Parsing rules
Parsing rules solve work with messages, which are coming to the Logmanager. Every message must go thru a parsing rule. Parsing rule can extend the message for a new attributes created based on the processed message. Logmanager includes set of internal parsing rules, which can be used to process messages. It is also possible to create own rules with arbitrary rules including processing of regular expressions.
Base parsing rule is, for example, conversion of a message in JSON format. Input data are decoded to a individual variables containing data and then are saved to the system.
Parsing rules are created with Events processing in blockly.
Table shows basic information about rules: Name (name of the parsing rule), Description (description of the parsing rule), Tags (more info in the chapter Tags) and Built in (if the rule is integrated in the system).
Filter fields are above the table. Data may be filtered by any single column. In case of using filters above more columns, AND term is applied.
If you need to add a new parsing rule, click on the green plus icon in the main table in the upper right corner.
Enter following data into the prepared form:
- Name: name of the parsing rule,
- Description: description of the parsing rule,
- Blocks: rules in the visual editor Events processing in blockly.
Adding of the parsing rule is done by clicking on the Create button, canceling of the completed form and returning back to the main table is done by clicking on the Cancel button.

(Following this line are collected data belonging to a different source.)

Issue #34213, opened 2021-08-12
Update xip.io to sslip.io


deniseschannon:
With xip.io no longer available, we'll start using sslip.io.

Note: There will be no migration for anyone using xip.io.

sowmyav27:
On rancher 2.6.0-rc3 UI - "Automatically generate a .sslip.io hostname" is seen when creating an ingress.

PR #34215, opened 2021-08-12
Switch from xip.io to sslip.io

ibuildthecloud:


deniseschannon:
https://github.com/rancher/rancher/issues/34213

Editing of the classification can be started by clicking on the blue pencil icon, which is shown by every row. Integrated parsing rules with description “hardcoded parser” cannot be edited nor deleted.
Form identical with the form for adding of a new classification is now shown.
Change of the parsing rule is done by clicking on the save button, canceling of the completed form and return back to the main table is done by clicking on the Cancel button.
Deletion of a parsing rule is done by clicking on the red cross icon, which is shown by every row.
After clicking on the cross a new dialog window delete a parsing rule is opened and the name of the parsing rule to be deleted is shown for checking. To continue and delete the parsing rule, click on the yes button, to cancel, click on the no button.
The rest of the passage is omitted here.